Input for this task: Begin

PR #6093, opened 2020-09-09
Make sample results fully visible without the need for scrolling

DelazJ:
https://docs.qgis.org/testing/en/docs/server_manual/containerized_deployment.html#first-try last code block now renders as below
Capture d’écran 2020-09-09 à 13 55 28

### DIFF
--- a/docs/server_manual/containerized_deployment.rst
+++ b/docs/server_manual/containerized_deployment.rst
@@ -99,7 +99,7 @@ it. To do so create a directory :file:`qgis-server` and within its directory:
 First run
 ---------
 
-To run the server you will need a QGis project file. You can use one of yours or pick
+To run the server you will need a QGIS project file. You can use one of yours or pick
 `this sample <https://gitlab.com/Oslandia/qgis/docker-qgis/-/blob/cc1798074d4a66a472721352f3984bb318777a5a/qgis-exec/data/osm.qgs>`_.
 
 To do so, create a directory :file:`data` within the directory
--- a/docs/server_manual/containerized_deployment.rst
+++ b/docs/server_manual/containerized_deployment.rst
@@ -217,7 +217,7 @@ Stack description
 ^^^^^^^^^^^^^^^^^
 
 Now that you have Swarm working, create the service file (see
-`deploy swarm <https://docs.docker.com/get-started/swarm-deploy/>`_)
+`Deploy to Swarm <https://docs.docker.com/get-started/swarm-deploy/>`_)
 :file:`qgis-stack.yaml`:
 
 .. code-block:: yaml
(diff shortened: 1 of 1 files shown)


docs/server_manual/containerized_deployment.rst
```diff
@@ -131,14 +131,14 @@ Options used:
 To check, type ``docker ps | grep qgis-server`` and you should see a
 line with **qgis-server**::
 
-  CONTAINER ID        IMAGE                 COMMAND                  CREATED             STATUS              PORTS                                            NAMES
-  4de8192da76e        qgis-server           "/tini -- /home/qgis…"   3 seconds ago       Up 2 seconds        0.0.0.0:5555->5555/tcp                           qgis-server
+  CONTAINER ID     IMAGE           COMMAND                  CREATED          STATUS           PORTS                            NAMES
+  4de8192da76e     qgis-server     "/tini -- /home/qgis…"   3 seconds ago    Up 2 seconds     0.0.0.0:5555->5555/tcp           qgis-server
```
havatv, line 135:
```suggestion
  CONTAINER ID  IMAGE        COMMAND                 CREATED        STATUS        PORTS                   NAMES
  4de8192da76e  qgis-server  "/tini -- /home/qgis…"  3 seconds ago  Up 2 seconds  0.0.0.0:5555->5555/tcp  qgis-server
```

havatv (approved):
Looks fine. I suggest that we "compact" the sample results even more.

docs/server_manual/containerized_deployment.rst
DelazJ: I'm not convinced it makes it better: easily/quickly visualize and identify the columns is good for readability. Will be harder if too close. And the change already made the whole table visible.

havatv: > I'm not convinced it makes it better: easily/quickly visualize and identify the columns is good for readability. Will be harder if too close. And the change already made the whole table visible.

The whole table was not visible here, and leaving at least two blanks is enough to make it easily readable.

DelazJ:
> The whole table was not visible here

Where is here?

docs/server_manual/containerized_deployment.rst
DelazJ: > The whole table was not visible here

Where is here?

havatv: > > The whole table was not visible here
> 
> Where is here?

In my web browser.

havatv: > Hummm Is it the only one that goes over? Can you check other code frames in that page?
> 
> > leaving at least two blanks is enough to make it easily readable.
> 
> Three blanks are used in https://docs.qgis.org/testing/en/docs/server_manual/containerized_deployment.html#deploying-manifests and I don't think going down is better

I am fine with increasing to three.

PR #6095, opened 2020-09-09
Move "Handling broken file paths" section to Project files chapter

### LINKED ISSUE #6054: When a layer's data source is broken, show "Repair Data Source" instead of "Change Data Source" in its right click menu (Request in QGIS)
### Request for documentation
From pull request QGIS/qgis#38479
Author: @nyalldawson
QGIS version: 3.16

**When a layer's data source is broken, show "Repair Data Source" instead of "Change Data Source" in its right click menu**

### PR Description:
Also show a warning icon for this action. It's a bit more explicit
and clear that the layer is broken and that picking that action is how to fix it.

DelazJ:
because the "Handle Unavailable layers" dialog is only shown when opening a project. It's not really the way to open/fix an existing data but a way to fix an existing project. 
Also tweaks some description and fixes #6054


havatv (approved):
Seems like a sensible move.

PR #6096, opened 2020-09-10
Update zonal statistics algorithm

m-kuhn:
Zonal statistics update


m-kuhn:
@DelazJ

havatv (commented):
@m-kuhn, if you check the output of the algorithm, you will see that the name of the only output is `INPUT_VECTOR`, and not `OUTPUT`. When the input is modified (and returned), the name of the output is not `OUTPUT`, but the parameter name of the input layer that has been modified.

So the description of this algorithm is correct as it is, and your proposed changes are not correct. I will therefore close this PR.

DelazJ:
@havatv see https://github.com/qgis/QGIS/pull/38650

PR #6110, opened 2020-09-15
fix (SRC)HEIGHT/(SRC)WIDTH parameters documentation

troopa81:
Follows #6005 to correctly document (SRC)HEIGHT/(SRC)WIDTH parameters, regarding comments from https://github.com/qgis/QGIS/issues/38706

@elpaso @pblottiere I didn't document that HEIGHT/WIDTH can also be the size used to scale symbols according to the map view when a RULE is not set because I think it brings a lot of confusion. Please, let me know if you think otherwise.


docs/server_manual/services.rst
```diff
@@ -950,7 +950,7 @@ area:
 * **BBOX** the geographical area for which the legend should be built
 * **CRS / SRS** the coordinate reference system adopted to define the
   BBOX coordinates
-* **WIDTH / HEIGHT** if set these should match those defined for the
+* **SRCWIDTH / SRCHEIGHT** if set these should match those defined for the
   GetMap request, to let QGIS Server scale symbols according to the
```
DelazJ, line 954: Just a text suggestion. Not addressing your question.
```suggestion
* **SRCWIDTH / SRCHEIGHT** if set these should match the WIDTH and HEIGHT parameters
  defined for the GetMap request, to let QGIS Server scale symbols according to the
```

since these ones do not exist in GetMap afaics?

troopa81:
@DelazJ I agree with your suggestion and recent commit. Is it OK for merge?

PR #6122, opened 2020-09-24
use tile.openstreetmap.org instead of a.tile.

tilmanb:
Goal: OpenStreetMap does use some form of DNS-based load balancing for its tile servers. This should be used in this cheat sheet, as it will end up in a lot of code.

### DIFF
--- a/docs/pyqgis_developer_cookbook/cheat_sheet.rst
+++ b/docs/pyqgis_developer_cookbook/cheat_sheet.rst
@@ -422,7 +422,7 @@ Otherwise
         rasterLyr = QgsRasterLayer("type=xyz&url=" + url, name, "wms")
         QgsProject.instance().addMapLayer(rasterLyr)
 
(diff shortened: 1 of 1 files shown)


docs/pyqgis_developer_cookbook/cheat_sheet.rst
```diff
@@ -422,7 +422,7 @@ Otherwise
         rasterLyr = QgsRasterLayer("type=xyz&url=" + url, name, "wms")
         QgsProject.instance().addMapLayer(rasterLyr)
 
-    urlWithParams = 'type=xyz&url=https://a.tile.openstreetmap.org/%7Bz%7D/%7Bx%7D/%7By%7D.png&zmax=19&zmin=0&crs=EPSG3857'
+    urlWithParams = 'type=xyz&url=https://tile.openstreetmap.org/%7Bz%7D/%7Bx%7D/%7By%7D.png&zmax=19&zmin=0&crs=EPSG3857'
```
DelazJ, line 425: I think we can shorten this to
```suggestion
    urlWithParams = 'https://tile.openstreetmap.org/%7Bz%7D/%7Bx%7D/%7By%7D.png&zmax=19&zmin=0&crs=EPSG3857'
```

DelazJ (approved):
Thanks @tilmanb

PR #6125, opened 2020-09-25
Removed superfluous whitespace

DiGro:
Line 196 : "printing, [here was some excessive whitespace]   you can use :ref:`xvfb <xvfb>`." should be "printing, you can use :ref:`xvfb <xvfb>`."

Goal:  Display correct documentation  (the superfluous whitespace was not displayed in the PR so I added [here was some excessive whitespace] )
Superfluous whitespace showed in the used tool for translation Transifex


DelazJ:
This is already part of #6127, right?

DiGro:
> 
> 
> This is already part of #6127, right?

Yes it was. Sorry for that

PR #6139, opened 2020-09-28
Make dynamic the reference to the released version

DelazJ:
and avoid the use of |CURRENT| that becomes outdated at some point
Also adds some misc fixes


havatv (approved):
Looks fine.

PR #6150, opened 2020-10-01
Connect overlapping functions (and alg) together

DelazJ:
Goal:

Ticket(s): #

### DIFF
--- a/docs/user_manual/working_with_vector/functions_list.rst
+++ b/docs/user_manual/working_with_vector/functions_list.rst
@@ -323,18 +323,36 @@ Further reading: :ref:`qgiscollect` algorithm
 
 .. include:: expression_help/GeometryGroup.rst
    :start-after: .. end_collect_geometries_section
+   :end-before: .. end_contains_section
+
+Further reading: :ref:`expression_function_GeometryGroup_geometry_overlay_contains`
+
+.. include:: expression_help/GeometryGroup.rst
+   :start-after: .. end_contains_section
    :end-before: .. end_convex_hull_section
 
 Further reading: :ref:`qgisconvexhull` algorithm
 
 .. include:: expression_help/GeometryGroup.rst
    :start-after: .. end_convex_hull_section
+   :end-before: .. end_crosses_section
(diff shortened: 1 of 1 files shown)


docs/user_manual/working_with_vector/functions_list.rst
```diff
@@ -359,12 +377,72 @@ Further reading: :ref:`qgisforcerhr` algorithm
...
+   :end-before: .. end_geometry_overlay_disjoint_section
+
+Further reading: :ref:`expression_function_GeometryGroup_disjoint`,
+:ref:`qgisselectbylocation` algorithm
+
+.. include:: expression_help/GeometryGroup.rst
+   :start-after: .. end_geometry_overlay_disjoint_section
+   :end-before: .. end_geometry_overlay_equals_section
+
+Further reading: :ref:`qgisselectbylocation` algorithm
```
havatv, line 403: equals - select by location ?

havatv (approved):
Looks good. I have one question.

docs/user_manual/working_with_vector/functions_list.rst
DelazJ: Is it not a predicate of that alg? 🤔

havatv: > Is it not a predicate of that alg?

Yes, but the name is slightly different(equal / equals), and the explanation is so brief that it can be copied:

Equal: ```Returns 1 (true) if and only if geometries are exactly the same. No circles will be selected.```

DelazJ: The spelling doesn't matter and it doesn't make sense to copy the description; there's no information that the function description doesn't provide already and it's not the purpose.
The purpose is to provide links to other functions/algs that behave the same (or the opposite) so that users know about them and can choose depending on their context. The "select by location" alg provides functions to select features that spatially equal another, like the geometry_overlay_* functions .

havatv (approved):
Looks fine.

Input for this task: End

Work required » Return the lines of the listing where the string "data" appears.

Exercise answer »
 `this sample <https://gitlab.com/Oslandia/qgis/docker-qgis/-/blob/cc1798074d4a66a472721352f3984bb318777a5a/qgis-exec/data/osm.qgs>`_.
 To do so, create a directory :file:`data` within the directory
### LINKED ISSUE #6054: When a layer's data source is broken, show "Repair Data Source" instead of "Change Data Source" in its right click menu (Request in QGIS)
**When a layer's data source is broken, show "Repair Data Source" instead of "Change Data Source" in its right click menu**
because the "Handle Unavailable layers" dialog is only shown when opening a project. It's not really the way to open/fix an existing data but a way to fix an existing project. 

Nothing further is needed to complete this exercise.